Fed officials, hawk and dove, agree: no more easing

Two top Federal Reserve officials - one with a dovish, employment-focused bent, and the other a self-avowed inflation hawk - on Monday both said they see no need for the central bank to ease monetary policy any further.
But the comments, from San Francisco Fed President John Williams and Dallas Fed President Richard Fisher, do not mean they believe the central bank should quickly move to raise rates, which it has kept near zero for more than three years.

The economy grew at a 2.2 percent pace last quarter, down from its 3 percent growth rate in the final three months of the year.

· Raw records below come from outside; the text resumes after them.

PR #564, opened 2022-03-08
Write csv entries in correct order

### LINKED ISSUE #434: Properly write out data given by entity field mapping
https://github.com/ie3-institute/PowerSystemDataModel/blob/124d2fcacfdbc2c3cea6c91631f98db037419780/src/main/java/edu/ie3/datamodel/io/csv/BufferedCsvWriter.java#L67-L86

Current implementation of write method exhibits wrong behavior. It assumes, that the map entries are given in the same order as the headline elements. However, this is not always the case and especially not the behavior, that one would expect. This possibly leads to data errors, where you can't spot a swapped column (because both are numerical and of same range).

ckittl:
Resolves #434

### DIFF
--- a/src/main/java/edu/ie3/datamodel/io/csv/BufferedCsvWriter.java
+++ b/src/main/java/edu/ie3/datamodel/io/csv/BufferedCsvWriter.java
@@ -27,10 +27,11 @@ public class BufferedCsvWriter extends BufferedWriter {
       "Direct appending is prohibited. Use write instead.";
 
   /**
-   * Build a new CsvBufferedWriter
+   * Build a new CsvBufferedWriter. The order of headline elements given in this constructor defines
+   * the order of columns in file
    *
    * @param filePath String representation of the full path to the target file
-   * @param headLineElements Elements of the csv head line
+   * @param headLineElements Elements of the csv headline
    * @param csvSep csv separator char
    * @param append true to append to an existing file, false to overwrite an existing file (if any),
    *     if no file exists, a new one will be created in both cases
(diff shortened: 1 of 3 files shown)


src/test/groovy/edu/ie3/datamodel/io/csv/BufferedCsvWriterTest.groovy
```diff
@@ -78,4 +79,33 @@ class BufferedCsvWriterTest extends Specification {
...
+	def "The buffered csv writer writes out content in the order specified by the headline elements"() {
+		given:
+		def targetFile = FilenameUtils.concat(tmpDirectory.toString(), "order_test.csv")
+		def writer = new BufferedCsvWriter(targetFile, ["c", "b", "a"] as String[], ",", false)
+		writer.writeFileHeader()
+		def content = [
+				"c": "z",
+				"a": "x",
+				"b": "y"
+		]
```
johanneshiry, line 92: Maybe slightly more expressive headline-value-pairs may improve readability of this? Quite hard to check the test  lines in 108 & 109

src/main/java/edu/ie3/datamodel/io/csv/BufferedCsvWriter.java
```diff
@@ -73,15 +75,16 @@ public BufferedCsvWriter(String baseFolder, CsvFileDefinition fileDefinition, bo
...
         || !entityFieldData.keySet().containsAll(Arrays.asList(headLineElements)))
       throw new SinkException(
           "The provided data does not meet the pre-defined head line elements '"
               + String.join(",", headLineElements)
               + "'.");
 
-    String[] entries = entityFieldData.values().toArray(new String[0]);
+    String[] entries =
+        Arrays.stream(headLineElements).map(entityFieldData::get).toArray(String[]::new);
     writeOneLine(entries);
```
johanneshiry, line 88: Here, a stream terminal operation (toArray) is used. You may consider adapting the writeOneLine to take a Stream as input parameter. This would allow for out of the box appending the elements of the stream avoiding the overhead of array allocation. But this is a very minor thing that came into my mind when reading this line ...

johanneshiry (dismissed):
Good catch, thank you! Approving now but you may take into account my comments though if you want to :)

danielfeismann (approved):
Looks good, thank you :)

danielfeismann (approved):

PR #583, opened 2022-04-27
apply rfc compliance to csv sink

### LINKED ISSUE #582: CSVSink does not generate RFC compliant csv files
PR [33](https://github.com/ie3-institute/PowerSystemUtils/pull/33) introduced RFC compliancy for csv sinks and sources but the actual remapping was not applied to the sink.

t-ober:
Resolves #582

### DIFF
--- a/src/main/java/edu/ie3/datamodel/io/sink/CsvFileSink.java
+++ b/src/main/java/edu/ie3/datamodel/io/sink/CsvFileSink.java
@@ -324,18 +324,19 @@ public class CsvFileSink implements InputDataSink, OutputDataSink {
     LinkedHashMap<String, String> entityFieldData;
     try {
       entityFieldData =
-          processorProvider
-              .handleEntity(entity)
-              .orElseThrow(
-                  () ->
-                      new SinkException(
-                          "Cannot persist entity of type '"
-                              + entity.getClass().getSimpleName()
-                              + "'. This sink can only process the following entities: ["
-                              + processorProvider.getRegisteredClasses().stream()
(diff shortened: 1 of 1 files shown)


src/main/java/edu/ie3/datamodel/io/sink/CsvFileSink.java
```diff
@@ -324,18 +324,19 @@ private <C extends UniqueEntity> void write(C entity) {
...
-                          "Cannot persist entity of type '"
-                              + entity.getClass().getSimpleName()
-                              + "'. This sink can only process the following entities: ["
-                              + processorProvider.getRegisteredClasses().stream()
-                                  .map(Class::getSimpleName)
-                                  .collect(Collectors.joining(","))
-                              + "]"));
+          csvEntityFieldData(
+              processorProvider
+                  .handleEntity(entity)
```
sebastian-peter, line 329: I'd rather apply `csvEntityFieldData` via `map` here so that indentation does not get too crazy. So it'd be
```
.handleEntity(entity)
.map(csvEntityFieldData)
.orElseThrow(...
```
or similar.

sebastian-peter (changes requested):
Just a tiny comment here...

src/main/java/edu/ie3/datamodel/io/sink/CsvFileSink.java
t-ober: Fair point !

sebastian-peter:
Looks good to me. In the future, we should provide an integration test to prevent such issues from happening though -> #586

PR #608, opened 2022-06-03
To/#607 profile parse method

### LINKED ISSUE #607: Implement separate parse method for different load profile classes

t-ober:
resolves #607


sebastian-peter (approved):
I could imagine an implementation that does not rely on casting, but I'm also fine with this

sebastian-peter:
Let me work out this concept I have in mind...

PR #609, opened 2022-06-03
Sp/#607 profile parse method

### LINKED ISSUE #607: Implement separate parse method for different load profile classes

sebastian-peter:
Resolves #607 

Builds on contributions of #608 by @t-ober 

At some point, when the number of load profiles grows, we should consider caching the profiles returned by `getAllProfiles()`. For now, I think it's fine the way it is.


t-ober (approved):
Makes sense - thanks :)

PR #75, opened 2021-05-13
1586 1590 extend readonly term attributes

ledsoft:
https://kbss.felk.cvut.cz/redmine/issues/1590
https://kbss.felk.cvut.cz/redmine/issues/1586

Did them in one go as they are closely related.


psiotwo (commented):
vocabulary attribute is still missing in the response of https://termit.fel.cvut.cz/service/ipr/termit/rest/public/vocabularies/psp-2016/terms/?namespace=http://onto.fel.cvut.cz/ontologies/slovn%C3%ADk/datov%C3%BD/

psiotwo (approved):
lgtm, didn't test

PR #76, opened 2021-05-13
1546

psiotwo:
https://kbss.felk.cvut.cz/redmine/issues/1546


ledsoft (approved):
LGTM, at least until we decide what to do with https://kbss.felk.cvut.cz/redmine/issues/1550

PR #79, opened 2021-06-08
Ehcache

ledsoft:
Introduces Ehcache to improve the performance of resource and vocabulary list retrieval.

### DIFF
--- a/src/main/java/cz/cvut/kbss/termit/service/repository/ResourceRepositoryService.java
+++ b/src/main/java/cz/cvut/kbss/termit/service/repository/ResourceRepositoryService.java
@@ -31,6 +31,8 @@ import cz.cvut.kbss.termit.util.ConfigParam;
 import org.slf4j.Logger;
 import org.slf4j.LoggerFactory;
 import org.springframework.beans.factory.annotation.Autowired;
+import org.springframework.cache.annotation.CacheEvict;
+import org.springframework.cache.annotation.Cacheable;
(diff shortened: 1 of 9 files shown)


src/main/java/cz/cvut/kbss/termit/service/repository/ResourceRepositoryService.java
```diff
@@ -70,6 +74,30 @@ public ResourceRepositoryService(Validator validator, ResourceDao resourceDao,
         return resourceDao;
     }
 
+    @Cacheable
+    @Override
+    public List<Resource> findAll() {
+        return super.findAll();
+    }
+
+    @CacheEvict(allEntries = true)
```
psiotwo, line 83: why these methods evict all entries?

psiotwo (commented):
see comment

src/main/java/cz/cvut/kbss/termit/service/repository/ResourceRepositoryService.java
ledsoft: See javadoc to `CacheConfig` - there is actually only one entry in the cache and it contains the whole list of elements.

psiotwo: ok, makes sense.

psiotwo (approved):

Recent economic data, including a gauge of business activity in the Midwest, signal growth may slow further this quarter.
"I don't think we are ready to exit yet," Fisher, an inflation hawk, told Reuters at the Milken Institute Global Conference in Los Angeles.
Fisher said he would oppose the extension of Operation Twist, the Fed bond-buying program that is set to end in June, but stopped short of calling for outright monetary tightening.
"We'll have to see how the year works out," he said.
Speaking to the German financial daily Handelsblatt, San Francisco Fed's Williams suggested the Fed might need to push rates still lower if the U.S. unemployment rose substantially and growth slowed.
"But I'm today more optimistic about the economy than in January," Williams, a voter this year on the Fed's policy-setting panel, was quoted as saying.
"So far there is no need for further monetary measures," he said, pointing to an improvement in U.S. consumption and available income as well as positive signs in the property market.
Fed policymakers have been at odds for months over whether continued high unemployment - which registered 8.2 percent in March - and a moderate pace of economic growth should force them to try to push rates down further in hopes of boosting the recovery.
Doves like Chicago Fed President Charles Evans have called for further action, while hawks like Richmond Fed President Jeffrey Lacker have opposed it.
Last week, the Fed held its policy line, reiterating its expectation that it will need to keep rates low through late 2014. And while Fed Chairman Ben Bernanke held the door open to further easing, he did not suggest it was imminent.
Fisher's opposition to further easing is rooted less in a conviction that the recovery has strengthened than in his long-held view that lower rates are doing little to boost jobs and may simply be giving Congress an excuse not to tackle the difficult job of reining in deficits and the national debt.
"By providing monetary accommodation, we are saying, in essence, 'Congress, you better eat your vegetables, or we are going to serve you a big plate of monetary cookies,'" Fisher said at a panel on job creation at the Global Conference.
The Fed's program of bond purchases is pushing down the price of debt, interfering with a pricing mechanism that would otherwise force Congress to come to terms with its "fiscal misfeasance," he said.
"We have children in Congress," he said. "They need to be disciplined.
Williams is due to speak to the conference on Tuesday, along with fellow doves Chicago Fed's Evans and Atlanta Fed President Dennis Lockhart.
Philadelphia Fed President Charles Plosser, an opponent of further easing, is also scheduled to speak on Tuesday in Southern California.